A Stone’s Silence
written by: Joseph S. Pete
@nwi_jsp
Finally consigned to a group home,
My brother withdrew even deeper within himself,
Rarely lifting his eyes above the well-worn carpeting,
Rarely looking up from the lambent glow of his laptop,
Rarely responding with more than a nod or monosyllabic sop to propriety,
Blotting out the outside world with an eclipse of utter affectlessness.
Sphinx, obelisk, inscrutable blank, my brother,
My brother now anyway.
I could remember the vivacious shaggy-haired kid,
Who played hoops in the park late into the night,
When I carted him off on endless grocery runs
After the break,
When he wasn’t self-sufficient any longer.

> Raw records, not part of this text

PR #1053, opened 2026-09-14
fix(hangar): one tui row per TUI, and a latest-state subscriber is reaped when idle

### LINKED ISSUE #1040: A running TUI is listed twice as tui in hangar connections list
## What

`ainb hangar connections list` shows two `tui` rows with the same pid while one TUI runs. #963 (closed by #998) asked for the TUI to appear exactly once.

## Evidence

Built from `v2` at `ffeb666c4` (`ainb 1.28.2 (ffeb666c4, 2026-09-14, source)`), run on claude-gcp in a private `HOME`, `AINB_HANGAR_HOME` and `TMUX_TMPDIR`, `ainb init` run first so no wizard, TUI started in its own tmux server and left on the session list. Reproduced on two clean runs.

```
CONNECTION ID   KIND    PID     HOST
2       tui     3563062 <host>
3       tui     3563062 <host>
10      cli     3564030 <host>
```

The `cli` row is the listing command itself. After the TUI quits, the private daemon it autostarted is gone with it, so the list cannot be re-run; on the first run the same shape appeared (ids 2 and 3, one pid).

## Where the two rows come from (inference, not traced at runtime)

- `ainb-core/src/main.rs` `spawn_tui_presence` holds a `PresenceLease` with `SurfaceKind::Tui`.
- `ainb-app/src/fleet/bridge/daemon.rs` `tui_client()` makes every daemon client dialled from a TUI pane announce `SurfaceKind::Tui` with the same pid. A long-lived client (the section 20 host task from #1019, or the fleet bridge) holds a second connection, so the registry gets a second `tui` row.

#998 added `hangar.connections.transient` so the daemon folds transient dials by pid correlation. A held connection is not transient, so it is not folded.

## Expected

One `tui` row per TUI process. Either the daemon collapses rows by (kind, pid) when the surface is `tui`, or the long-lived clients dial as `SurfaceKind::Cli` with a transient marker and only the lease is `tui`. Add a test that starts the TUI paths that hold connections and asserts one row.

## Who

Sits next to #1031 (single owner for section 20 reads), same area, lane C after #1031.

stevengonsalvez:
Closes #1040.

## Problem

A running TUI appears twice as `tui` in `ainb hangar connections list` once the hangar screen is open. The second row is the hangar plugin's own daemon dial (`plugin.rs`, `auth/hello` with `surface: {kind: "tui", pid: <plugin pid>}` and no `transient`). #998's fold keys on a listed row at the SAME pid, and the plugin is a child process with its own pid, so the fold never applies. Since #1038, `[subscribes] snapshots` also stops the runtime from idle-reaping the plugin, so the second row lasts for the whole session.

Reproduced live on `v2` at 04554585e:

```text
== session list
2   tui   3970488
== hangar screen open
2   tui   3970488
10  tui   3971119      <- hangar-tui, child of 3970488
```

## What changed (orchestrator decision: manifest field)

- **Protocol** (`ainb-plugin-protocol` 0.1.3, wire lock regenerated): `Subscribes::latest_state` names the subscribed topics that carry the latest state rather than a stream. `Subscribes::blocks_idle_reap()` is true only when some subscribed topic is not in it. A manifest without the field behaves exactly as before.
- **Runtime**: `maybe_idle_reap` asks `blocks_idle_reap()` instead of "any subscription", so a latest-state subscriber is reaped like any other plugin.
- **Hangar manifest**: `latest_state = ["fleet.agent_status"]`. When the plugin respawns, `on_init` resubscribes and reads the latest envelope with `snapshot_get` (#1031), so a reap loses nothing.
- **Hangar plugin hello**: `auth_hello_params(token, host_pid)` announces `kind: "tui"`, the TUI host's pid (`std::os::unix::process::parent_id()`; the runtime spawns the plugin directly with `Command::new`), and `transient: true`. The daemon's #998 rule folds it beside the TUI's presence lease, and still lists it when no presence exists at that pid.
- **`hangar-wire.md`**: the transient paragraph names the plugin dial; the agent-status paragraph states the latest-state reap.

## Gates on `cef79908d`

- `ainb-core/tests/tui_listed_once.rs::a_tui_with_its_hangar_plugin_dialled_is_one_tui_row`: real daemon, a `PresenceLease` for the TUI, and the plugin dial built by `auth_hello_params`, then exactly one `tui` row. The same test shows that the pre-#1040 hello is listed as a second row, so a regression fails it.
- `ainb-plugin-runtime/tests/fixture_e2e.rs::a_latest_state_subscriber_is_reaped_when_idle_and_a_stream_subscriber_is_not`
- `ainb-plugin-protocol` `manifest::tests::only_a_stream_subscription_blocks_idle_reap`; `ainb-plugin-hangar` `the_daemon_hello_announces_the_host_pid_as_transient`
- Suites: `ainb-plugin-protocol`, `ainb-plugin-runtime` and `ainb-plugin-hangar` all green (63 binaries). Also green: CTS `axes` (45), `real_plugin_axes` and `wire_surface_gate`; `ainb-hangar-daemon --test connections` (8); `ainb` `hangar_plugin_discovery`, `tui_listed_once` and `agent_status_host`.
- Clippy finds nothing on changed lines; `cargo fmt --all -- --check` is clean.

## Live proof

Real TUI in an isolated `HOME` with its own daemon and tmux server, first on the session list and then with the hangar screen open. `hangar-tui` is running as a child of the TUI, and the panel shows `online`.

Before (v2 at 04554585e):
```text
== session list
2   tui   3970488
== hangar screen open
2   tui   3970488
10  tui   3971119      <- hangar-tui
```

After (cef79908d):
```text
== session list
2	tui	4015376
9	cli	4016305
== hangar screen open
2	tui	4015376
15	cli	4018231
```

Shared files: none in `ainb-app/src/wire` or `state.rs`; `ainb-core/tests/agent_status_host.rs` gains the new manifest field only.


stevengonsalvez:
CI state on `cef79908d` (the head, mergeable) when I posted this: 16 checks pass, 1 is skipped and 8 are pending (`Test` on ubuntu and macos, `hangar-e2e` on ubuntu and macos, `codex launch pane (macos-latest)`, `ainb-hooks (macos-latest)`, `fleet send integrity (macos-latest)`, `Fixture daemon and Fleet macOS`). Nothing has failed. Local gates and the live proof are in the PR body. I will post the final CI state here when the pending checks finish.

stevengonsalvez:
CI on `cef79908d` found a real failure. `hangar-e2e (ubuntu-latest)` failed `hangar_daemon_lifecycle_cli::real_tui_presence_stays_listed_then_disappears_on_shutdown` because that test required the Hangar launch key to create a NEW `tui` row (the plugin's own), which is the duplicate #1040 removes. Fixed in `f85a8a16e`. The test now waits for the TUI's single `tui` row and opens Hangar. It waits for the chrome to read `online` (the plugin's own daemon connection is up) and finds the `hangar-tui` child with `pgrep -P`. It then asserts the listing stays exactly `{tui_pid}` for 750 ms, and that the row and the plugin both go on exact tmux shutdown. It passes locally against the staged plugin, and I checked with `--nocapture` that it ran rather than skipped. CI restarts on this head; I will post its state here.

stevengonsalvez:
CI on `f85a8a16e` (the head) is green: 27 checks pass and 1 is skipped. That includes `hangar-e2e` on ubuntu and macos with the rewritten one-row assertion. Leaving the PR as draft for your review and re-sign.

stevengonsalvez:

1. **Medium: idle reap can silently drop an in-flight request now that the hangar plugin is reapable.** `plugin_task.rs` `shutdown()` and `kill_child()` (around 1689-1728) never drain `self.ledger`, unlike `handle_exit()` (around 1554-1560). Before this PR the hangar plugin's `snapshots` subscription always blocked idle reap, so this path was unreachable for it. Now it is lazy and reapable, so a Cli, Render or Action request still in flight when the 10-minute idle window (`RuntimeConfig::idle_reap` default; the manifest's `idle_reap_secs = 0` does not lower it) elapses gets its oneshot reply dropped with no error sent; the caller sees a bare `RecvError` instead of a clean `RuntimeError`. Pre-existing gap in the runtime, but this PR is what exposes it to the hangar plugin's slow CLI dispatches (git, gh). Fix: drain `self.ledger` in `kill_child()` the same way `handle_exit()` does, sending `RuntimeError("plugin reaped")` to each pending reply.
2. **Low: `latest_state` entries are not validated against `snapshots`.** `manifest.rs` `Subscribes` (around 249-267): a typo'd topic in `latest_state` that is not in `snapshots` silently no-ops rather than failing manifest validation. Add a validation check that every `latest_state` entry is present in `snapshots`.

Checked and confirmed not bugs:
- Respawn sequence fence: `envelope_sequence` resets to 0 per new `HangarPlugin`, but `SnapshotStore`'s counter is a single global monotonic (`snapshot.rs` around 65), never resets, and `on_init` subscribes then re-seeds via `snapshot_get` (`plugin.rs` around 5679-5698). No stale or dropped first envelope.
- Reap versus in-flight `publish_snapshot`: a delivery lost mid-reap is harmless because the respawned plugin re-reads the latest value from the store.
- Pid fold: `auth_hello_params` uses `parent_id()` (`getppid`), and `setpgid(0,0)` changes only the process group, not parentage. Verified end to end by a real daemon dial in `tui_listed_once.rs` and by `pgrep -P <tui_pid> -x hangar-tui` in `hangar_daemon_lifecycle_cli.rs`.
- Manifest default: `latest_state` defaults empty and `blocks_idle_reap()` treats every `snapshots` topic not listed as reap-blocking, so a third-party plugin without the field keeps the never-reaped behaviour.
- No `connections list` text-format literal in the repo for the proof-harness path; the JSON shape (`SurfaceKind`, `pid`) is unchanged.

**Verdict: MERGE.** Finding 1 is real but pre-existing and low probability.

stevengonsalvez:

**Verdict: SAFE TO MERGE.** Net security improvement: reaping the hangar plugin closes its daemon socket and `secrets:read` window (`plugin_task.rs:1724` drops subscriptions, dialled sockets, managed children). No exploitable finding above the pre-existing threat model (a same-uid peer holding the 0600 daemon token is already fully privileged).

### [MEDIUM] The hello pid is client-asserted, and this PR is the first in-tree client to claim a pid that is not its own
`ainb-plugin-hangar/src/plugin.rs:601` and `:1035`; fold logic at `ainb-hangar-daemon/src/rpc/connections.rs:69`. The daemon checks `peer_cred().uid()` only (`rpc/auth.rs:254`); `surface.pid` is never compared to the peer pid. A same-uid process can send `{kind:"tui", pid:<any listed pid>, transient:true}` and vanish from `connections list`. Already possible before, but every honest client sent `std::process::id()`, so `surface.pid == peer pid` was still enforceable; announcing the parent pid forecloses that check and makes `kind:"tui"` no longer mean a TUI process. Impact capped: the listed pid is display-only (`cli/hangar/mod.rs:2607`), never used for authz or signalling. Fix: `SurfaceKind::Plugin` with a separate `host_pid`, folded only when `host_pid` is the peer's real parent per `peer_cred().pid()`. Test: a hello claiming a pid that is neither the peer nor its parent stays listed.

### [LOW] Re-parented plugin claims a stranger's pid
`parent_id()` returns 1 after the host dies mid-dial, listing a phantom `tui` row at pid 1. Fix: skip the claim when `parent_id() <= 1`. Test: `auth_hello_params` with host pid 1 is rejected before dial.

### Informational
- `require_event_bus` re-runs from the manifest on every `snapshot_get` and `snapshot_subscribe` (`plugin_task.rs:1105`, `:1118`), so a respawn cannot read an ungranted topic. The token is re-read from the 0600 file per dial, never in argv, env or a log line.
- `Subscribes` has no `deny_unknown_fields` (`manifest.rs:248`), so a misspelled marker silently reverts to never-reaped, keeping the socket and secrets grant for the session with no warning. Add `deny_unknown_fields` plus a check that `latest_state` is a subset of `snapshots`. Test: a manifest with `lateststate` fails to parse.

stevengonsalvez:

**Verdict: CAUTION with criteria.** Confidence 8/10. The reap seam is right and default-safe. The surface identity seam is not.

Reviewed the diff plus the registry (`rpc/connections.rs:62-75`), presence (`hangar-client/src/presence.rs:50-70`), reap and teardown (`plugin_task.rs:1658-1725`), publish (`handle.rs:402-427`) and the fence (`agent_status_host.rs:99-186`, `screen/fleet.rs:860`).

### Strengths
- Reap default is safe in the right direction: an unmarked or misspelled topic still blocks, so a chunked-stream subscriber that forgets the marker keeps the old exemption (`manifest.rs:267`).
- The reap is quiet: `kill_child` unsubscribes (`plugin_task.rs:1724`), publish short-circuits with no subscribers (`handle.rs:409`), a `HandleEvent` with no child is dropped (`plugin_task.rs:730`). No respawn storm.
- Fence holds: host sequence is spawn-once monotone and survives daemon reconnects; the pane drops non-newer; `handle_event` drains the seed before applying the delivery.

### Concerns
|---|---|---|---|
| `listed` latches a time-dependent decision at insert (`rpc/connections.rs:75`). After a daemon restart the plugin redials on a 2 s gap (`plugin.rs:1133`) against the lease's 250 ms to 2 s backoff. Lose that race and the plugin holds a listed `tui` row at the TUI's pid for the session, which is #1040's shape | High | Med | Evaluate the fold in `list`, not at insert |
| `surface.pid` now means "the surface I belong to" and `kind` is hardcoded `"tui"` (`plugin.rs:601`). `SurfaceKind::Desktop` is used nowhere, so a desktop host shows a `tui` row whenever the fold misses; the daemon already reads `SO_PEERCRED` (`rpc/auth.rs:254`), so pid verification is now foreclosed | High | High | Separate `host_pid` from `pid`; pass host kind and pid in `PluginInitParams` (`params.rs:31` carries no host identity) |
| A visible hangar screen idle past 10 minutes is now reaped and nothing re-kicks it: no subscriber means no dirty bit, so the Fleet panel freezes until a keypress | Med | Med | Skip reap for the focused plugin, or refresh `last_used` on visible ticks |
| `latest_state` unvalidated against `snapshots` (`manifest.rs:259`): a stream topic wrongly marked is silent loss | Med | Low | Drift warning via `plugin-runtime/src/warnings.rs` |
| Two transient-hello implementations: `lease_held()` for in-process clients, hand-rolled JSON in the plugin | Low | Med | Share one helper |

### Alternatives
- Fold at list time, keep this client change: removes the race and the latch, daemon-only; touches the #998 contract wording. Simple.
- Host declares plugin identity at init (`host_kind`, `host_pid`): fixes desktop and keeps `pid` honest; protocol field, another 0.1.x bump. Moderate.

### What was missed
Nothing is written down for a non-TUI host. `hangar-wire.md` names only the TUI; D1 inherits an undocumented pid convention.

### Recommendation
Proceed with conditions: fold at list time or prove the redial cannot beat the lease; stop hardcoding `"tui"` by carrying host kind and pid from init; keep a visible plugin alive; validate `latest_state` against `snapshots`; write the host convention into `hangar-wire.md`.

stevengonsalvez:
## Code review (full report)

Reviewed the diff read-only; no build or test run. Verified the daemon fold path, the reap gate, `last_used` bookkeeping, manifest compatibility and hygiene.

### Blocking
None. The surface marking and the reap gate are correct as written: `rpc/connections.rs:68-75` keys the registry on `conn_id`, not pid, so the folded plugin row cannot evict or alias the TUI's presence row, and `remove()` returns `false` for an unlisted row; `plugin_task.rs:639` stamps `last_used` at the top of `handle_command` for every variant including `Render` and `HandleEvent`, so there is no reap mid-delivery or mid-paint; `agent_status_host.rs:185` publishes from the host loop, so a respawn re-seeds via `snapshot_get`; an unmarked stream topic still blocks reap and #998's transient rule is untouched.

### Major
1. `ainb-plugin-hangar/manifest.toml:71` keeps `idle_reap_secs = 0`, which `docs/plugins/spec-v2.md:53` documents as "0 disables reaping", while this PR depends on the plugin being reaped. It works only because `plugin_task.rs:1662` does `max(config.idle_reap)`, so the real window is the 600 s default. Set the value explicitly to `600`.
2. `ainb-plugin-protocol/src/manifest.rs:259` adds a public field to a public struct with no `#[non_exhaustive]`, shipped as `0.1.2 -> 0.1.3`, which Cargo treats as compatible inside `^0.1`; every downstream struct literal breaks on `cargo update`, as the two in-tree call sites had to change. Release as `0.2.0`, or add `#[non_exhaustive]` now. Manifest parsing itself is compatible: no `deny_unknown_fields`, and an empty `latest_state` reproduces the old exemption.
3. `ainb-plugin-hangar/src/plugin.rs:592` splices the new doc comment onto the end of `read_daemon_token`'s, so `auth_hello_params` documents the token file and `read_daemon_token` loses its docs; same paste at `plugin.rs:6318`, where the #1038 grant comment sits on the new hello test. Move both blocks to the item they describe.

### Minor
- `rpc/connections.rs:75` decides `listed` once at insert, so a plugin that dials during a presence gap (daemon restart, lease reconnect) stays a second `tui` row for its lifetime; now bounded by the reap.
- `plugin.rs:1035` announces `kind: "tui"` for any host, so a plugin hosted by a process with no listed row shows a `tui` row at a non-TUI pid. A plugin surface kind would remove the case.
- `docs/plugins/spec-v2.md:48` and `docs/plugins/changelog.md` still omit `latest_state`.
- `tests/fixture_e2e.rs` allows 12 s for a reap driven by a 5 s tick; correct but tight under CI load.

### Highlights
`tests/tui_listed_once.rs` is a real daemon, a real `PresenceLease` and the plugin's own `auth_hello_params`, with a negative control. `hangar_daemon_lifecycle_cli.rs` proves the child pid via `pgrep` and holds the one-row assertion for 750 ms. Commits are one file each, no attribution trailers, no em-dashes, nothing in `ainb-app/src/wire` or `state.rs`.

stevengonsalvez:
## Review of f85a8a16: merge after fixes

Four passes (code, design, security, peer) agree the reap seam is right and default-safe, the fence holds across respawn, and the registry test is real. Three passes converge on the identity seam: the plugin now claims its parent's pid under a hardcoded `tui` kind, which forecloses a pid-equals-peer check, misnames a desktop host, and (because the fold is latched at insert) loses a redial race after a daemon restart and reproduces #1040 for the session. Seven items, each its own one-file commit, in this PR:

1. Fold at list time: evaluate the fold in `list` (`rpc/connections.rs`), not at insert, so a plugin that dials during a presence gap folds once the lease is back. Test: dial the plugin first, start the lease second, assert one row.
2. Plugin surface identity: `SurfaceKind::Plugin` with a separate `host_pid` (and host kind) carried from `PluginInitParams` rather than `parent_id()`; the daemon folds only when `host_pid` equals the peer's real parent per `peer_cred().pid()`, and the claim is skipped when the parent is 1. Tests: a hello claiming a pid that is neither the peer nor its parent stays listed; host pid 1 is rejected before dial.
3. Keep a visible plugin alive: skip idle reap for the focused plugin, or refresh `last_used` on visible ticks, so an open hangar screen does not freeze after ten idle minutes. Test: a focused plugin past the idle window is not reaped; an unfocused one is.
4. Drain `self.ledger` in `kill_child()` as `handle_exit()` does, replying `RuntimeError("plugin reaped")` to each pending request. Test: a reap with one in-flight request yields that error, not `RecvError`.
5. Manifest validation: `deny_unknown_fields` on `Subscribes` and `latest_state` must be a subset of `snapshots`. Tests: a manifest with `lateststate` fails to parse; a `latest_state` topic not in `snapshots` fails validation.
6. Protocol and manifest: bump `ainb-plugin-protocol` to 0.2.0 (two public-shape changes) or add `#[non_exhaustive]`; set `idle_reap_secs = 600` explicitly in the hangar manifest.
7. Docs: move the two spliced doc comments (`plugin.rs:592`, `:6318`) to their items; add `latest_state` to `docs/plugins/spec-v2.md` and `docs/plugins/changelog.md`; write the plugin surface and host-pid convention (including a non-TUI host) into `docs/contracts/hangar-wire.md`.

Not for this PR: one shared transient-hello helper for in-process clients and plugins (file it). The four full reports are the comments above.

stevengonsalvez:
## Fixes for "Review of f85a8a16", head `ee9be9b92`

Each commit changes one file and is unsigned (`git -c commit.gpgsign=false`). Where one file carries two items, that commit is listed under both.

| # | Commits | Test |
|---|---------|------|
| 1 fold at list time | `a9a3eaed2` registry | `connections::tests::a_plugin_that_dials_before_the_lease_folds_once_the_lease_is_back` |
| 2 plugin identity | `39a1e2b2a` `SurfaceKind::Plugin` + `SurfaceHost`, `8ddd6673e` hello `host`, `a9a3eaed2` peer check, `7d5c00ca9` + `b7ed68969` daemon plumbing, `8d9f402ba` `PluginInitParams.host`, `95301c071` + `d6a483ee0` runtime reports host kind and pid, `880e00ed6` + `18ef7df37` + `8190411a1` SDK `InitContext.host`, `fcdf84fe3` testkit, `504ae2d44` plugin hello, `fca95acc0` registry e2e | `connections::tests::a_plugin_host_claim_folds_only_when_the_peer_backs_it` (a pid that is neither the peer nor its parent stays listed; pid 1 never folds), `an_unbacked_plugin_claim_stays_listed_beside_the_lease`, `parent_pid_reads_this_process_parent`; plugin `a_host_pid_of_one_makes_no_claim`, `the_daemon_hello_names_the_plugin_and_its_host`; proto `a_plugin_kind_is_named_and_an_unknown_kind_still_decodes`; `tui_listed_once` |
| 3 keep a visible plugin alive | `c329d8080` reap check, `8157ef630` `take_render_dirty` marks shown, `23a421a14` test | `fixture_e2e::a_shown_plugin_past_its_idle_window_is_not_reaped_and_a_hidden_one_is` |
| 4 drain the ledger on reap | `c329d8080` `fail_pending` in `kill_child`, `9b024f4c6` fixture `hang` verb, `23a421a14` test | `fixture_e2e::a_reap_answers_an_in_flight_request_with_a_runtime_error` |
| 5 manifest validation | `2a9763144` `deny_unknown_fields` + `Subscribes::validate`, `4cddb5c0f` discovery skips an invalid manifest | `manifest::tests::subscribes_refuses_unknown_keys_and_an_unsubscribed_latest_state_topic`, `registry::tests::discover_skips_a_latest_state_topic_outside_snapshots` |
| 6 protocol and manifest | `70d614013` 0.2.0, `816395fc2` + `0ade70d6e` `ainb-core` and `ainb-app` version requirements, `e6370878e` lockfile, `16b5b8561` wire lock, `44abfa2dd` `idle_reap_secs = 600`, `ee9be9b92` manifest test | `wire_surface_gate`, `plugin::tests::manifest_lifecycle_is_lazy_with_an_explicit_reap_window` |
| 7 docs | `504ae2d44` spliced doc comments restored, `4d51bba45` spec-v2, `dee3bcd8a` changelog, `bd33a91ce` hangar-wire.md (plugin surface, host convention with a non-TUI host, read-time fold, legacy fallback) | docs |

Design notes, where I went past the letter of an item:

- **Item 2, where the host lives in the hello.** `host: {kind, pid}` is a sibling of `surface`, not a new field on `SurfaceInfo`. `SurfaceInfo` has 15 struct-literal sites across crates, and the listing row keeps its shape. The daemon uses the kernel's `peer_cred().pid()`.
- **Item 2, the peer check.** A claim folds when `host.pid` equals the peer pid OR the peer's parent (`/proc/<pid>/stat` on Linux, `ps -o ppid=` elsewhere). The runtime dials `unix_socket_dial` on the plugin's behalf, so in production the peer IS the host, and a plugin dialling itself would have the host as its parent.
- **Item 2, skew.** `SurfaceKind::Unknown` gains `#[serde(other)]`, so a future kind decodes as `unknown` instead of refusing the hello. For a daemon too old to decode `plugin`, the plugin sees `auth/hello params must be` and redials with the pre-#1040 hello (listed, as before). No N-1 skew test was added; the shared-helper follow-up, #1060, carries it.
- **Item 1, listing rule.** A presence is any connection that did not ask to be transient. A transient connection folds when a presence exists at its anchor, or when an earlier transient connection at that pid is listed. The listing is evaluated in `conn_id` order, which keeps #963's existing tests and closes the redial race.
- **Item 3, how "shown" is recorded.** The host calls `take_render_dirty` for the screen on display every render tick, so that call stamps the plugin shown (30 s grace) and `ainb-app` is untouched. Nothing changed in `ainb-app/src/wire` or `state.rs`.
- **Item 6.** 0.2.0 rather than `non_exhaustive`: `Subscribes` and `PluginInitParams` are built by struct literal in other crates, so `non_exhaustive` would break them too.

Gates on `ee9be9b92`, run locally:
- `cargo check --workspace --tests` compiles clean.
- Crate suites green: `ainb-hangar-proto`, `ainb-hangar-client`, `ainb-plugin-protocol`, `ainb-plugin-runtime`, `ainb-plugin-sdk-rust`, `ainb-plugin-testkit`, `ainb-plugin-hangar`.
- `ainb-hangar-daemon`: registry unit tests (8), `--test connections` (8), `--test skew_harness`.
- CTS: `axes` (45), `real_plugin_axes`, `wire_surface_gate`.
- `ainb`: `tui_listed_once`, `hangar_plugin_discovery`, `agent_status_host` (3), `hangar_daemon_lifecycle_cli` (7, the real-TUI e2e against the restaged plugin).
- No clippy hits on changed lines; fmt clean.

Live, with a real TUI in an isolated `HOME`: the session list shows `1 tui <pid>`, and with the Hangar screen open and `hangar-tui` running it is still `1 tui <pid>`, one row.

Follow-up filed: #1060 (one shared transient-hello helper). CI state follows in the next comment; the PR stays draft until it is green.

stevengonsalvez:
## Verification of the seven fixes (f85a8a16e..ee9be9b92, 30 commits): MERGE

| # | Verdict | Evidence |
|---|---------|----------|
| 1 fold at list time | FIXED | `rpc/connections.rs:237` `RegistryState::listed_ids()` recomputes the fold on every read; `insert`, `remove`, `list` and the tmux probe consult it (`a9a3eaed2`). Test `connections.rs:384`: plugin first, lease second, one row. |
| 2 plugin identity | FIXED | `SurfaceKind::Plugin` plus `SurfaceHost {kind, pid}` in the proto (`39a1e2b2a`, `8ddd6673e`); host carried from `PluginInitParams.host` (`8d9f402ba`). `connections.rs:69-81` folds only when `host.pid` is the peer or the peer's parent and `host.pid > 1`; peer pid from `peer_cred().pid()` at `rpc/mod.rs:454`. Tests `connections.rs:426`, `:467`, `plugin.rs::a_host_pid_of_one_makes_no_claim`. |
| 3 visible plugin not reaped | FIXED | `plugin_task.rs:1690-1694` ORs `cache.shown_within(SHOWN_GRACE)` into `keeps_alive`; `handle.rs:269` stamps it from the render tick (`c329d8080`, `8157ef630`). Test `fixture_e2e::a_shown_plugin_past_its_idle_window_is_not_reaped_and_a_hidden_one_is`. |
| 4 ledger drained on reap | FIXED | `plugin_task.rs:1751` calls `fail_pending("plugin reaped")` first in `kill_child()`; shared with `handle_exit`. Test asserts `CliOutcome::RuntimeError("plugin reaped")` via a fixture `hang` verb (`9b024f4c6`). |
| 5 manifest validation | FIXED | `manifest.rs:251` `deny_unknown_fields`; `:281` `validate()` names the first stray topic; `registry.rs:98` skips such a manifest at discovery (`2a9763144`, `4cddb5c0f`). |
| 6 protocol and window | FIXED | `ainb-plugin-protocol` 0.2.0 with dependents, lockfile and `wire-surface.lock` regenerated; `manifest.toml:73` `idle_reap_secs = 600`, asserted by a test. `SurfaceKind::Unknown` gains `#[serde(other)]`. |
| 7 docs | FIXED | `504ae2d44` restores both doc blocks; `latest_state` in `spec-v2.md` and `changelog.md`; `hangar-wire.md` covers the plugin surface, the peer-backed host convention, a desktop host and the read-time fold. |

Hygiene: 30 commits, one file each, no attribution trailers, `ainb-app/src/wire` and `state.rs` untouched. Two notes, not gaps: `tui_listed_once.rs:148` filters `kind == Tui` so a listed `plugin` row would pass it (the fold is covered by the registry unit tests); `handle.rs:262` says shown means the displayed screen but `state.rs:12800` also counts a watched screen.

Decision: re-sign in place, mark ready, merge when CI on the signed head is green.

stevengonsalvez:
Post-merge: v2 CI at ddc3f365d (run 34903814069) is red on Test (macos-latest): `a_latest_state_subscriber_is_reaped_when_idle_and_a_stream_subscriber_is_not` panicked at `crates/ainb-plugin-runtime/tests/fixture_e2e.rs:679` (ubuntu green). The code review flagged the 12 s window on a 5 s tick as wall-clock tight. Lane C is making the reap tick deterministic on a follow-up PR from v2; until it lands this test is a known red on macOS, not a flake register entry.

Every time, I faced stony silence,
Though I eventually learned how to question him
To eke out a hard-won yes or no.
His schizophrenic break
Made him a cipher,
Someone society wouldn’t even shun,
Someone society would entirely forget, completely overlook.
His disease hollowed him
Made him seem like a desiccated husk of his former self,
A pallid pacer who shuffled around aimlessly.
But when I’d pick him up
To take him out for groceries every Monday
I could recognize a spark in his eyes.
It was faint; it was fleeting,
But the brother I had known was still rattling around in there somewhere.